> _EXERCISE_
Across the whole listing, filter for the string "extra" and copy every line that has it.

> _DATA SHOWN_

PR #1314, opened 2026-08-17
Resolve a self return type per union member

apiology:
A method that declares a `self` return type, called on a union receiver, infers the whole union instead of the member that supplied the method.

```ruby
class Counter
  # @return [self]
  def to_sym
    self
  end
end

# @param x [String, Counter]
# @return [Symbol, Counter]
def probe_union(x)
  x.to_sym
end
```

```
before:  probe.rb:10: Declared return type ::Symbol, ::Counter does not match
                      inferred type ::Symbol, ::String, ::Counter for #probe_union
after:   0 problems found.
```

Any method declaring `self` is affected, in any position — `@return [Array<self>]` on an `Alpha, Beta` receiver collapsed the same way.

`Chain::Call#resolve` used to split the binder only to collect method pins, then flatten them and call `#inferred_pins` once with `name_pin` still bound to the whole union. It now resolves one unique type at a time against a `name_pin` bound to that type alone, so `self` can only mean the type that supplied the pin. Results dedupe on path and resolved return type, so a `self`-returning method shared by every member still yields each one: `(String | Symbol)#itself` stays `String, Symbol`.

It also removes an `@sg-ignore`: `Diagnostics::TypeCheck#diagnose` calls `level.to_sym` where `level` is `String, Symbol`, which needed suppressing and now resolves to `Symbol`.

### DIFF
--- a/lib/solargraph/source/chain/call.rb
+++ b/lib/solargraph/source/chain/call.rb
@@ -55,18 +55,31 @@ module Solargraph
           # chain.rb#maybe_nil will add the nil type later, we just
           # need to worry about the not-nil case
 
-          # @sg-ignore Need to handle duck-typed method calls on union types
           binder = binder.without_nil if nullable?
-          # @sg-ignore Need to handle duck-typed method calls on union types
-          pin_groups = binder.each_unique_type.map do |context|
+          # Resolve each arm of a union receiver against that arm alone. A
+          # method whose declared return type is `self` must resolve to the
+          # arm that supplied the method pin, not to the entire union - e.g.
+          # for a String, Symbol receiver, Symbol#to_sym (RBS `-> self`) is
+          # Symbol, not String, Symbol.
+          # @type [::Array<Pin::Base>]
+          resolved = []
+          unresolved_arm = false
+          binder.each_unique_type do |context|
             ns_tag = context.namespace == '' ? '' : context.namespace_type.tag
             stack = api_map.get_method_stack(ns_tag, word, scope: context.scope)
-            [stack.first].compact
+            pin = stack.first
+            if pin.nil?
+              unresolved_arm = true
+              next
+            end
+            resolved.concat inferred_pins([pin], api_map, name_pin, locals, context)
           end
-          pin_groups = [] if !api_map.loose_unions && pin_groups.any?(&:empty?)
-          pins = pin_groups.flatten.uniq(&:path)
-          return [] if pins.empty?
-          inferred_pins(pins, api_map, name_pin, locals)
+          return [] if unresolved_arm && !api_map.loose_unions
+          return [] if resolved.empty?
+          # Different arms can resolve to the same pin path (a method
+          # inherited from a shared ancestor); dedup on the resolved return
+          # type too, so a real union doesn't lose every arm but the first.
+          resolved.uniq { |pin| [pin.path, pin.return_type.tag] }
         end
 
         private
@@ -75,8 +88,13 @@ module Solargraph
         # @param api_map [ApiMap]
         # @param name_pin [Pin::Base]
         # @param locals [::Array<Solargraph::Pin::LocalVariable, Solargraph::Pin::Parameter>]
+        # @param self_binder [ComplexType, ComplexType::UniqueType, nil] The
+        #   type that `self` refers to in the resolved pins' declarations. For a
+        #   union receiver this is the single arm which supplied `pins`, not the
+        #   whole union.
         # @return [::Array<Pin::Base>]
-        def inferred_pins pins, api_map, name_pin, locals
+        def inferred_pins pins, api_map, name_pin, locals, self_binder = nil
+          self_binder ||= name_pin.binder
           result = pins.map do |p|
             next p unless p.is_a?(Pin::Method)
             overloads = p.signatures
@@ -131,11 +149,11 @@ module Solargraph
                                                                                     blocktype)
                 # @todo It shouldn't be necessary to choose either generics or macros
                 new_return_type = if new_signature_pin.return_type.defined?
-                  new_signature_pin.return_type
-                else
-                  named_types = p.parameter_names.zip(arguments.map { |arg| ComplexType.try_parse(simple_convert(arg.node).to_s) }).to_h
-                  p.typify(api_map).expand(named_types)
-                end
+                                    new_signature_pin.return_type
+                                  else
+                                    named_types = p.parameter_names.zip(arguments.map { |arg| ComplexType.try_parse(simple_convert(arg.node).to_s) }).to_h
+                                    p.typify(api_map).expand(named_types)
+                                  end
                 self_type = if head?
                               # If we're at the head of the chain, we called a
                               # method somewhere that marked itself as returning
@@ -149,7 +167,7 @@ module Solargraph
                               # declaration - we can't just use the type of the
                               # method pin, as this might be a subclass of the
                               # place where the method is defined
-                              name_pin.binder
+                              self_binder
                             end
                 # This same logic applies to the YARD work done by
                 # 'with_params()'.
@@ -179,7 +197,7 @@ module Solargraph
               # @sg-ignore Need to add nil check here
               next pin if pin.return_type.undefined?
               # @sg-ignore Need to add nil check here
-              selfy = pin.return_type.self_to_type(name_pin.binder)
+              selfy = pin.return_type.self_to_type(self_binder)
               # @sg-ignore Need to add nil check here
               selfy == pin.return_type ? pin : pin.proxy(selfy)
             end
--- a/lib/solargraph/source/chain/call.rb
+++ b/lib/solargraph/source/chain/call.rb
@@ -56,11 +56,7 @@ module Solargraph
           # need to worry about the not-nil case
 
           binder = binder.without_nil if nullable?
-          # Resolve each arm of a union receiver against that arm alone. A
-          # method whose declared return type is `self` must resolve to the
-          # arm that supplied the method pin, not to the entire union - e.g.
-          # for a String, Symbol receiver, Symbol#to_sym (RBS `-> self`) is
-          # Symbol, not String, Symbol.
+          # Resolve each arm alone, so a `self` return type narrows to that arm, not the whole union.
           # @type [::Array<Pin::Base>]
           resolved = []
           unresolved_arm = false
@@ -72,10 +68,7 @@ module Solargraph
               unresolved_arm = true
               next
             end
-            # Give this arm's resolution a name_pin whose #binder is this
-            # arm alone, not the whole union - every name_pin.binder read
-            # inside #inferred_pins (including the Class#new special case)
-            # then sees only this arm, with nothing extra to keep in sync.
+            # This arm's name_pin binds only this arm, so #inferred_pins (incl. Class#new) sees just it.
             arm_name_pin = Pin::ProxyType.anonymous(name_pin.context,
                                                     closure: name_pin.closure,
                                                     gates: name_pin.gates,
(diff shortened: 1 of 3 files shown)


apiology:
Yes ��� YARD reaches this too, and the fix covers it without a second change.

`self_to_type` runs on the pin's parsed `ComplexType`, downstream of whichever syntax produced the declaration, so `@return [self]` and an RBS `-> self` arrive at the same call in `#inferred_pins`. Measured rather than reasoned about ��� this file has no RBS in it at all:

```ruby
class Alpha
  # @return [Symbol]
  def to_thing; end
end

class Beta
  # @return [self]
  def to_thing; end
end

# @param x [Alpha, Beta]
# @return [Symbol, Beta]
def probe_union(x)
  x.to_thing
end
```

`solargraph typecheck --level strong`, master at `8fda63384`:

```
probe.rb:17: Declared return type ::Symbol, ::Beta does not match inferred type ::Symbol, ::Alpha, ::Beta for #probe_union
1 problem found.
```

Same file at `4931a9554`: `0 problems found.`

Two further shapes, both pure YARD, inferred type before and after:

| shape | master | branch |
| --- | --- | --- |
| `@return [self]` inherited by both arms | `::Alpha, ::Beta` | `::Alpha, ::Beta` |
| `@return [Array<self>]` inherited by both arms | `::Array<::Alpha, ::Beta>` | `::Array<::Alpha>, ::Array<::Beta>` |

The first is the dedup guard holding ��� a method shared by every arm is not over-split. The second is the generic case distributing.

lib/solargraph/source/chain/call.rb
```diff
@@ -55,18 +55,40 @@ def resolve api_map, name_pin, locals
...
 
-          # @sg-ignore Need to handle duck-typed method calls on union types
           binder = binder.without_nil if nullable?
-          # @sg-ignore Need to handle duck-typed method calls on union types
-          pin_groups = binder.each_unique_type.map do |context|
+          # Resolve each arm of a union receiver against that arm alone. A
+          # method whose declared return type is `self` must resolve to the
+          # arm that supplied the method pin, not to the entire union - e.g.
+          # for a String, Symbol receiver, Symbol#to_sym (RBS `-> self`) is
+          # Symbol, not String, Symbol.
```
apiology: One line at most

lib/solargraph/source/chain/call.rb
```diff
@@ -55,18 +55,40 @@ def resolve api_map, name_pin, locals
...
-            [stack.first].compact
+            pin = stack.first
+            if pin.nil?
+              unresolved_arm = true
+              next
+            end
+            # Give this arm's resolution a name_pin whose #binder is this
+            # arm alone, not the whole union - every name_pin.binder read
+            # inside #inferred_pins (including the Class#new special case)
+            # then sees only this arm, with nothing extra to keep in sync.
```
apiology: One line at most

lib/solargraph/source/chain/call.rb
```diff
@@ -55,18 +55,40 @@ def resolve api_map, name_pin, locals
...
           end
-          pin_groups = [] if !api_map.loose_unions && pin_groups.any?(&:empty?)
-          pins = pin_groups.flatten.uniq(&:path)
-          return [] if pins.empty?
-          inferred_pins(pins, api_map, name_pin, locals)
+          return [] if unresolved_arm && !api_map.loose_unions
+          return [] if resolved.empty?
+          # Different arms can resolve to the same pin path (a method
+          # inherited from a shared ancestor); dedup on the resolved return
+          # type too, so a real union doesn't lose every arm but the first.
```
apiology: One line at most

spec/source/chain/call_spec.rb
```diff
@@ -361,8 +361,132 @@ def yielder(&blk)
...
+    api_map = Solargraph::ApiMap.new
+    api_map.map source
+
+    chain = Solargraph::Source::SourceChainer.chain(source, Solargraph::Position.new(5, 13))
+    type = chain.infer(api_map, Solargraph::Pin::ROOT_PIN, api_map.source_map('test.rb').locals)
+    # Class<Beta>'s own `.new` resolves separately to Beta; the bare `Class`
+    # arm falls back to the generic Class#new, which cannot know the
+    # constructed type. The gate for that fallback must read only this
+    # arm's binder - a Class<Beta> arm elsewhere in the union must not leak
+    # Beta into the bare Class arm's result.
```
apiology: 1 line at most

lib/solargraph/source/chain/call.rb
apiology: **Claude:** Done in [d6928dff2](https://github.com/castwide/solargraph/commit/d6928dff2511d435ad45f5372d7fabb8bb9254b1) — the five-line block is now one line:

```ruby
# Resolve each arm alone, so a `self` return type narrows to that arm, not the whole union.
```

The worked `String, Symbol` / `Symbol#to_sym` example that filled the other four lines is now carried by the spec example instead of repeated here.

lib/solargraph/source/chain/call.rb
apiology: **Claude:** Done in [d6928dff2](https://github.com/castwide/solargraph/commit/d6928dff2511d435ad45f5372d7fabb8bb9254b1) — the four-line block is now one line:

```ruby
# This arm's name_pin binds only this arm, so #inferred_pins (incl. Class#new) sees just it.
```

lib/solargraph/source/chain/call.rb
apiology: **Claude:** Done in [d6928dff2](https://github.com/castwide/solargraph/commit/d6928dff2511d435ad45f5372d7fabb8bb9254b1) — the three-line block is now one line:

```ruby
# Dedup on return type too, so arms sharing an inherited pin path don't collapse to just the first.
```

spec/source/chain/call_spec.rb
apiology: **Claude:** Done in [f6c873469](https://github.com/castwide/solargraph/commit/f6c873469). Every comment in the new union-arm examples is now one line, and the one on the arm-order example is gone entirely — it restated the example name rather than giving a reason.

The five that remain each say why the expected tag is what it is, rather than narrating the steps. The one anchored here:

```ruby
# The bare `Class` arm cannot know what its #new constructs, and Beta must not leak in from the other arm.
```

`spec/source/chain/call_spec.rb` still passes: 38 examples, 0 failures, 8 pending.

lib/solargraph/source/chain/call.rb
```diff
@@ -55,18 +55,31 @@ def resolve api_map, name_pin, locals
           # chain.rb#maybe_nil will add the nil type later, we just
           # need to worry about the not-nil case
 
-          # @sg-ignore Need to handle duck-typed method calls on union types
           binder = binder.without_nil if nullable?
-          # @sg-ignore Need to handle duck-typed method calls on union types
-          pin_groups = binder.each_unique_type.map do |context|
+          # Resolve each arm alone, so a `self` return type narrows to that arm, not the whole union.
```
apiology: There's a LOT of unexamined assumptions of things being unions here.  There will also be intersections very soon, duck types, generics, etc etc.  This code (and certainly the comment!) will very quickly break - can we think how to treat these in a kind-independent way?

lib/solargraph/source/chain/call.rb
```diff
@@ -162,7 +175,10 @@ def match_overload_type overload, pin, api_map, name_pin, locals, type, new_sign
 
         # @param pins [::Enumerable<Pin::Base>]
         # @param api_map [ApiMap]
-        # @param name_pin [Pin::Base]
+        # @param name_pin [Pin::Base] name_pin.binder resolves `self` in the
+        #   resolved pins' declarations. For a union receiver, callers pass a
+        #   name_pin bound to the single arm that supplied `pins`, not the
+        #   whole union.
```
apiology: Is this focused on how inferred_pins uses this, or how /this PR/ changes it?

spec/source/chain/call_spec.rb
```diff
@@ -361,8 +361,119 @@ def yielder(&blk)
 
     chain = Solargraph::Source::SourceChainer.chain(source, Solargraph::Position.new(4, 11))
     type = chain.infer(api_map, Solargraph::Pin::ROOT_PIN, api_map.source_map('test.rb').locals)
-    # @todo It would be more accurate to return `Enumerator<Array<Integer>>` here
-    expect(type.tag).to eq('Enumerator<Integer, String, Array<Integer>>')
+    # Array#each's `-> Enumerator[Elem, self]` narrows to the Array<Integer> arm, not the union.
```
apiology: Is 'arm' a term first used in this PR?  If so, don't introduce it.

lib/solargraph/source/chain/call.rb
apiology: **Claude:** Split the question in two, because the answers differ.

**Enumeration is already kind-independent.** The loop never asks what kind the binder is — `each_unique_type` is implemented per kind and each one answers for itself:

```ruby
# ComplexType — walks its own items
def each_unique_type &block
  @items.each { |item| item.each_unique_type(&block) }
end

# ComplexType::TypeMethods, mixed into UniqueType — yields itself
def each_unique_type &block
  yield self
end
```

So the body receives one `UniqueType` at a time and treats every one the same way. A single-type binder yields exactly one and the loop degenerates to the old single pass. A new kind participates by implementing `each_unique_type`; this loop needs no change for that.

**Composition is not.** Accumulating every type's pins into one result and deduping is union semantics. For an intersection it would be wrong — you would want the conjunct that supplies the method, not the union of what all of them return. `api_map.loose_unions`, which decides whether one unresolved type kills the whole result, is union-shaped for the same reason; that one predates this PR.

I have made that assumption explicit rather than building an abstraction for a kind that does not exist yet, in [91af940df](https://github.com/apiology/solargraph/commit/91af940df):

```ruby
# Accumulating every type's result treats the binder as a union, which is the only
# multi-type binder ComplexType builds; dedup on return type as well as path so that
# types sharing an inherited pin do not collapse to just the first.
resolved.uniq { |pin| [pin.path, pin.return_type.tag] }
```

The locals are now `unresolved_type` and `type_name_pin`, and the loop comment reads "one unique type at a time" rather than naming unions.

The next step, when intersections land, is to move that accumulation onto the type itself — the enumerate-then-combine pair becomes one call that a union implements as concat-and-dedup and an intersection implements as select-one. Doing it now would mean guessing the intersection half.

lib/solargraph/source/chain/call.rb
apiology: **Claude:** It was the second one — the last three lines described what this branch changed about the callers, not what `inferred_pins` requires. Cut to the contract alone in [91af940df](https://github.com/apiology/solargraph/commit/91af940df):

```ruby
# @param name_pin [Pin::Base] its #binder resolves `self` in the declarations of `pins`
```

spec/source/chain/call_spec.rb
apiology: **Claude:** Yes — `git grep -i "\barm\b"` over `lib` and `spec` returned 15 hits, all of them lines this branch added: 4 in `call.rb`, 11 here. Gone in [91af940df](https://github.com/apiology/solargraph/commit/91af940df); the same grep now returns nothing.

In `lib` the term is **unique type**, matching what `each_unique_type` yields, which also stops the code reading as if the binder were always a union. In the specs, which really are about unions, it is **union member**. This line now reads:

```ruby
# Array#each's `-> Enumerator[Elem, self]` narrows to the Array<Integer> member, not the union.
```

Six example names changed with it, e.g. `resolves an RBS self return type to the union member that supplied the method`.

> _WRITTEN ANSWER_
-            # then sees only this arm, with nothing extra to keep in sync.
+            # then sees only this arm, with nothing extra to keep in sync.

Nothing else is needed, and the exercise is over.